PR #413, opened 2026-07-14
feat(tools): Turnkey invite/policy management for tvc-deploy

prasanna-anchorage:
## Summary

Adds Turnkey org-admin subcommands to the standalone `tools/tvc-deploy` helper, built up incrementally to support batch-inviting a team and managing their access. Migrated to `clap` (matching the actual `tvc` CLI's own convention) partway through, replacing a hand-rolled lexopt+HashMap flag parser.

**Invitations**
- `invite` — single (`--user-name`/`--email`) or `--file` batch invite via one `create_invitations` activity (so a whole team needs only one consensus approval, if the org requires it)
- Before sending, fetches the org's current members and skips any invitee whose **canonical** email (lowercased, `+suffix` stripped, so `alice+dev1@co.com` and `alice@co.com` match) equals an existing member's — printing why, instead of silently re-inviting. Override per-invitee or file-wide with `invitees.json`'s own `"allowExisting"` field (not a CLI flag — bypass intent lives in the file you already curated); `--include-existing` disables the check entirely.
- `invitees.json` supports file-level defaults for `accessType`, `tags`, and `allowExisting`, each overridable per invitee.
- `dismiss-invite` — delete an invitation

**Activity consensus** (general Turnkey org consensus, distinct from `tvc deploy approve`'s QOS manifest signing)
- `approve-activity` / `reject-activity` — fetch an activity's fingerprint and vote on it

**Tags & users**
- `create-tag` — new user tag, optionally seeded with existing user ids
- `update-tag` — add/remove existing users from a tag, or rename it (needed since `invite`'s existing-member check means already-registered people can't pick up a new tag via invite — they have to be added directly)
- `list-tags` / `list-users` — look up tag ids and user ids by name/email

**Policies**
- `list-policies`, `create-policy` (single), `create-policies` (batch, from a template with `{{PLACEHOLDER}}` substitution via `--vars` + `--dry-run` to preview without submitting)
- `templates/releaser-initiator-policies.json` — mirrors the releaser/initiator policies already live in dev, parameterized by tag id for reuse in other environments
- `templates/readonly-policy.json` — a basic/read-only policy template: `EFFECT_DENY` on every activity type for a tagged user (deny always wins over conflicting allows), since Turnkey has no built-in "read-only" access level — only `accessType` (web/api/all, which controls login surface, not permissions) and policy-driven scoping

**CLI ergonomics**
- Migrated the whole CLI to `clap` derive: real `--help` at every level (was previously unimplemented), real boolean flags for `--dry-run`/`--include-existing`/`--allow-existing` (no more `--flag true`), and help text generated from doc comments instead of a hand-maintained `USAGE` string that had drifted out of sync with the code
- `--org` now accepts either the config alias or the org's raw UUID (falls back to matching `OrgEntry::id` if the alias lookup misses)
- `tools/tvc-deploy/README.md` documents the batch-invite and batch-policy workflows

Auth resolves the same way as the `tvc` CLI: `TVC_ORG_ID`/`TVC_API_KEY_PUBLIC`/`TVC_API_KEY_PRIVATE` env vars, else `~/.config/turnkey/tvc.config.toml` from `tvc login`.

## Review feedback addressed
- Copilot: stale module doc comment (only mentioned invite/dismiss-invite) → rewritten to cover the full subcommand surface
- Copilot: `TVC_API_BASE_URL` only takes effect alongside the other 3 env vars → kept (intentionally mirrors the official `tvc` CLI's own `client.rs`), documented why via comment
- Copilot: `--notes` shown as required in the old USAGE string but optional in code → resolved by the clap migration (shows `[default: ""]` in `--help`, matching the code)
- Copilot: `--help`/`-h` didn't work at all → resolved by the clap migration
- `/simplify` 4-angle review: extracted a shared `block_on` helper for the repeated tokio-runtime-per-subcommand boilerplate (11 call sites), and an `OrgArgs::as_deref()` convenience method to collapse `args.org.org.as_deref()` down to `args.org.as_deref()`. (Reviewed and intentionally skipped: joining `get_users`+`get_whoami` concurrently — real but marginal win not worth the added branching for a one-shot CLI; a small helper to dedupe the `ActivityRequiresApproval` println across 6 match arms — reviewer itself flagged this as low-confidence.)

## Test plan
- [x] `cargo build`
- [x] `cargo clippy --all-targets -- -D warnings`
- [x] `cargo fmt --check`
- [x] `cargo test` — 35/35 passing (canonical-email/alias filtering, file-level default/override merging for tags/accessType/allowExisting, template rendering against the checked-in policy templates, org alias-or-id resolution, a clap `debug_assert()` self-check)
- [x] Live-verified against the real dev org: `list-tags`, `list-users`, `list-policies` (read-only queries); `create-policies --dry-run` output matched the real dev policies byte-for-byte after placeholder substitution; `create-tag`/`update-tag`/`invite`/`dismiss-invite`/`approve-activity` all exercised live, including a real batch invite (existing-member filtering correctly skipped an already-registered invitee, who was added to the tag directly via `update-tag` instead); confirmed `--help` now works at every level post-clap-migration


tools/tvc-deploy/src/invite.rs
```diff
@@ -0,0 +1,937 @@
+//! Turnkey org invitation management: `invite` and `dismiss-invite` subcommands.
+//!
+//! Auth resolves the same way as the official `tvc` CLI: env vars
```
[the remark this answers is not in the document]
prasanna-anchorage: Fixed — module doc comment now lists all subcommands (invite/dismiss-invite, activity approve/reject, tag CRUD, user listing, policy CRUD) in c01e3396.

tools/tvc-deploy/src/invite.rs
```diff
@@ -0,0 +1,937 @@
...
+
+/// Resolve org_id/api_base_url/api_key from env vars, or from
+/// ~/.config/turnkey/tvc.config.toml (selecting `--org` or the active org).
+fn resolve_auth(org_override: Option<&str>) -> Result<Auth> {
+    let creds = match resolve_from_env()? {
+        Some(v) => v,
+        None => resolve_from_config(org_override)?,
+    };
+
+    let api_key = match creds.curve {
```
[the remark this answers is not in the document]
prasanna-anchorage: Kept the current behavior but clarified why via comment: this intentionally mirrors the official `tvc` CLI's own `load_credentials_from_env_vars`, which has the identical shape (TVC_API_BASE_URL only applies once the org id + both keys are set). TVC_API_BASE_URL exists for the fully-env-var-driven CI path, not to override one field of a config-file-backed org — see the doc comment added on `resolve_from_env` in c01e3396.

tools/tvc-deploy/src/invite.rs
```diff
@@ -0,0 +1,937 @@
...
+    per-invitee accessType overrides the file-level default, which overrides --access-type)\n  \
+    tvc-deploy dismiss-invite --invitation-id <id> [--org <alias>]\n  \
+    tvc-deploy approve-activity --activity-id <id> [--org <alias>]\n  \
+    tvc-deploy reject-activity --activity-id <id> [--org <alias>]\n  \
+    tvc-deploy list-tags [--org <alias>]\n  \
+        (prints user-tag id + name pairs; use the id in invitees.json \"tags\", not the name)\n  \
+    tvc-deploy list-policies [--org <alias>]\n  \
+    tvc-deploy create-policy --name <name> --effect allow|deny --notes <text> \
+    [--condition <tql>] [--consensus <tql>] [--org <alias>]\n  \
+    tvc-deploy create-policies --file <policies.json> [--vars <vars.json>] [--dry-run true] \
```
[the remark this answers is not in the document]
prasanna-anchorage: Resolved as part of migrating the whole CLI to clap (c01e3396) — the hand-written USAGE string (which had drifted, as you found) is gone entirely. `--notes` now shows as optional with `[default: ""]` in `create-policy --help`, generated directly from the same clap default that the code already used.

tools/tvc-deploy/src/main.rs
```diff
@@ -82,7 +93,7 @@ fn parse_args() -> Result<(String, HashMap<String, String>)> {
             other => return Err(other.unexpected().into()),
         }
     }
-    let subcmd = subcmd.ok_or_else(|| anyhow!("missing subcommand\n{USAGE}"))?;
+    let subcmd = subcmd.ok_or_else(|| anyhow!("missing subcommand\n{USAGE}\n{}", invite::USAGE))?;
```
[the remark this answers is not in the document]
prasanna-anchorage: Fixed by migrating the whole CLI from a hand-rolled lexopt+HashMap parser to clap derive (c01e3396) — `--help`/`-h` now work at both the top level and per-subcommand, matching the actual `tvc` CLI's own convention.

pepe-anchor (commented):
[AI Review]

tools/tvc-deploy/src/invite.rs
```diff
@@ -0,0 +1,1653 @@
...
+        .into_iter()
+        .filter(|name| !vars.contains_key(name))
+        .collect();
+    if !missing.is_empty() {
+        bail!(
+            "{path} references placeholders with no --vars entry: {}",
+            missing.join(", ")
+        );
+    }
+    let rendered = render_template(&content, &vars);
```
pepe-anchor, line 830: must: load_policies_file only checks that placeholders found in the raw template text (line 804) have a matching key in --vars; it never re-scans the rendered output. A --vars entry whose value itself contains {{...}} (e.g. {"FOO": "{{BAR}}"} for a template referencing {{FOO}}) passes this check, and render_template (line 814) bakes the literal unresolved {{BAR}} into the policy that gets submitted to Turnkey. For templates/readonly-policy.json, a broken consensus expression this way means the EFFECT_DENY guardrail never matches any real user and silently never fires, the opposite of the deny-always-wins guarantee the template relies on. No test covers a nested placeholder.

tools/tvc-deploy/src/invite.rs
```diff
@@ -0,0 +1,1653 @@
...
+            args.allow_existing,
+        )])
+    }
+}
+
+/// Lowercase, and drop any `+suffix` from the local part, so
+/// `Alice+dev1@Co.com` and `alice@co.com` compare equal -- plus-addressed
+/// aliases of the same mailbox map to the same canonical identity.
+fn canonical_email(email: &str) -> String {
+    let email = email.to_lowercase();
```
pepe-anchor: should: canonical_email lowercases and strips a +suffix but never trims, so canonical_email(" alice@co.com") does not equal canonical_email("alice@co.com"). A padded email in invitees.json (a realistic spreadsheet/Slack paste artifact) silently defeats partition_existing, sending a duplicate invite instead of the intended skip.

```suggestion
    let email = email.trim().to_lowercase();
```

tools/tvc-deploy/src/invite.rs
```diff
@@ -0,0 +1,1653 @@
...
+                receiver_user_name: user_name,
+                receiver_user_email: email,
+                receiver_user_tags: tags,
+                access_type,
+                sender_user_id: String::new(),
+            },
+            args.allow_existing,
+        )])
+    }
+}
```
pepe-anchor, line 545: should: build_invitations takes the --file branch unconditionally whenever --file is set (line 478) and never reads args.user_name/args.email/args.tags/args.allow_existing in that branch. invite --file batch.json --user-name Alice --tags <uuid> --allow-existing silently drops all four flags and sends the batch from the file as is; only the --tags file-mode-only behavior is hinted at in --help text, the rest are not.

tools/tvc-deploy/src/invite.rs
```diff
@@ -0,0 +1,1653 @@
...
+            .client
+            .update_user_tag(
+                auth.org_id.clone(),
+                current_timestamp_ms(),
+                UpdateUserTagIntent {
+                    user_tag_id: args.tag_id.clone(),
+                    new_user_tag_name: args.name.clone(),
+                    add_user_ids,
+                    remove_user_ids,
+                },
```
pepe-anchor, line 1313: should: update_tag builds and submits an UpdateUserTagIntent even when --add-user-ids, --remove-user-ids, and --name are all omitted, since none are required and there is no check that at least one is set. update-tag --tag-id <uuid> --org dev alone creates a genuine Turnkey activity, possibly needing a live consensus approval from another org member, for zero actual effect on the tag.

tools/tvc-deploy/templates/releaser-initiator-policies.json
```diff
@@ -0,0 +1,25 @@
...
+      "consensus": "approvers.any(user, user.tags.contains('{{RELEASER_TAG_ID}}'))",
+      "notes": ""
+    },
+    {
+      "policyName": "Allow users with releaser tag to update and delete deployments",
+      "effect": "allow",
+      "condition": "activity.type == 'ACTIVITY_TYPE_UPDATE_TVC_APP_LIVE_DEPLOYMENT' || activity.type == 'ACTIVITY_TYPE_DELETE_TVC_DEPLOYMENT'",
+      "consensus": "approvers.any(user, user.tags.contains('{{RELEASER_TAG_ID}}'))",
+      "notes": ""
+    },
```
pepe-anchor, line 16: should: This single ALLOW policy grants the releaser tag both UPDATE_TVC_APP_LIVE_DEPLOYMENT and the irreversible DELETE_TVC_DEPLOYMENT, with notes left empty. RESTORE_TVC_DEPLOYMENT is not granted, so this role can destroy a deployment but not restore one. The PR says this mirrors what is already live in dev, but this PR turns that into a template explicitly meant for reuse in other environments (per the README), propagating an unreviewed privilege bundle with no stated justification.

tools/tvc-deploy/src/invite.rs
```diff
@@ -0,0 +1,1653 @@
...
+                )
+                .collect();
+
+            let (kept, skipped) = partition_existing(invitations_with_allow, &existing_emails);
+            for s in &skipped {
+                println!(
+                    "skipping {} <{}>: matches an existing member or pending invitation in org {} \
+                     (set \"allowExisting\": true for this invitee, or at the top level of \
+                     the file, to invite it anyway)",
+                    s.receiver_user_name, s.receiver_user_email, auth.org_id
```
pepe-anchor, line 620: nit: This skip message always says to set allowExisting in the file or its top level, even when the invocation used --user-name/--email with no --file at all, pointing the operator at a file that does not exist for that invocation.

tools/tvc-deploy/README.md
```diff
@@ -0,0 +1,149 @@
...
+```
+error: app <app-id> already has 1 deployment activity(ies) awaiting consensus: <activity-id>
+approve or reject the existing one first (tvc-deploy approve-activity / reject-activity --activity-id <id>), or pass --force to submit anyway
+```
+
+Resolve the existing activity (approve or reject it) and re-run, or pass
+`--force` to submit anyway. The check uses the active org by default; pass
+`--org <alias>` on `deploy` if the deployment's org differs from it.
+
+### Basic / read-only access
```
pepe-anchor, line 125: nit: This subsection covers accessType vs. policy-driven scoping and the readonly-policy.json walkthrough, unrelated to deploying. It reads more naturally under Batch-creating policies from a template (line 97) or as its own top-level heading.

tools/tvc-deploy/src/invite.rs
```diff
@@ -0,0 +1,2114 @@
...
+                let access_type = match &e.access_type {
+                    Some(s) => parse_access_type(s)?,
+                    None => default_access,
+                };
+                let receiver_user_tags = e.tags.unwrap_or_else(|| default_tags.clone());
+                let allow_existing = e.allow_existing.unwrap_or(default_allow_existing);
+                Ok((
+                    InvitationParams {
+                        receiver_user_name: e.user_name,
+                        receiver_user_email: e.email,
```
pepe-anchor, line 514: should: The recent trim fix hardened the existing-member skip check but not the value actually sent, so a padded address passes the skip check and is then submitted raw, risking a rejected atomic batch or a stored invite that never matched the normalized form the tool compared against.

<details>

`canonical_email` (line 551) does `email.trim().to_lowercase()` for the dedup comparison, but `build_invitations` sets `receiver_user_email` from the raw input in both modes: batch `receiver_user_email: e.email` (line 514) and single `receiver_user_email: email` (line 537). A value like `"  alice@example.com  "` (the spreadsheet/Slack paste artifact commit `dbb5d86` targeted) canonicalizes fine, passes `partition_existing`, then the `InvitationParams` still carries the padded string. `create_invitations` bundles all invitees into one atomic activity, so one padded entry that fails server-side `tk_email` validation fails the whole batch after the tool reported the skip check passed. The fix is half-done: it normalized the comparison but not the payload. Trim `receiver_user_email` (and ideally `receiver_user_name`) at build time so what is sent matches what was canonicalized.

</details>

tools/tvc-deploy/src/main.rs
```diff
@@ -120,32 +181,32 @@ fn write_secret_file(path: &Path, contents: &str) -> Result<()> {
...
-        None => 3000,
-    };
+fn deploy(sh: &Shell, args: &DeployArgs) -> Result<()> {
+    validate_digest(&args.expected_digest)?;
+
+    if !args.force {
+        // Turnkey has no dedup for create_tvc_deployment: submitting the same
+        // deploy twice while the first is still ConsensusNeeded creates a
+        // second, independent activity instead of reusing it (see README).
+        let pending = invite::find_pending_deployments(args.org.as_deref(), &args.app_id)?;
```
pepe-anchor, line 191: should: On `deploy`, `--org` selects the org the pending-activity dedup guard queries, but it is not forwarded to the `tvc deploy create/approve` shellouts, so the guard can inspect a different org than the one actually deployed to and pass while a duplicate is already pending in the real target org.

<details>

`find_pending_deployments(args.org.as_deref(), &args.app_id)` (line 191) queries the org named by `--org` via the direct Turnkey API. The actual deploy, `tvc deploy create` (line 250) and `tvc deploy approve` (line 257), passes no org, so `tvc` resolves its own active org / `TVC_ORG_ID`. When `--org` differs from tvc active org the guard checks org A while the deploy lands in org B: it can report clean and still submit the duplicate the guard exists to prevent. The README explicitly tells operators to `pass --org on deploy if the deployment org differs`, which makes this path likely to be hit. The all-env-var CI path (no `--org`) is unaffected since both sides read the same env org. Fix: forward the resolved org to the `tvc` shellout, or reject `--org` on `deploy` (and drop the README advice) so the guard can only ever match tvc own active org.

</details>

pepe-anchor (approved):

**Task description**
Only the lines from the start of the material through the line containing "delete an invitation" should be repeated, and they should be repeated exactly.

**Exercise result**
PR #413, opened 2026-07-14
feat(tools): Turnkey invite/policy management for tvc-deploy

prasanna-anchorage:
## Summary

Adds Turnkey org-admin subcommands to the standalone `tools/tvc-deploy` helper, built up incrementally to support batch-inviting a team and managing their access. Migrated to `clap` (matching the actual `tvc` CLI's own convention) partway through, replacing a hand-rolled lexopt+HashMap flag parser.

**Invitations**
- `invite` — single (`--user-name`/`--email`) or `--file` batch invite via one `create_invitations` activity (so a whole team needs only one consensus approval, if the org requires it)
- Before sending, fetches the org's current members and skips any invitee whose **canonical** email (lowercased, `+suffix` stripped, so `alice+dev1@co.com` and `alice@co.com` match) equals an existing member's — printing why, instead of silently re-inviting. Override per-invitee or file-wide with `invitees.json`'s own `"allowExisting"` field (not a CLI flag — bypass intent lives in the file you already curated); `--include-existing` disables the check entirely.
- `invitees.json` supports file-level defaults for `accessType`, `tags`, and `allowExisting`, each overridable per invitee.
- `dismiss-invite` — delete an invitation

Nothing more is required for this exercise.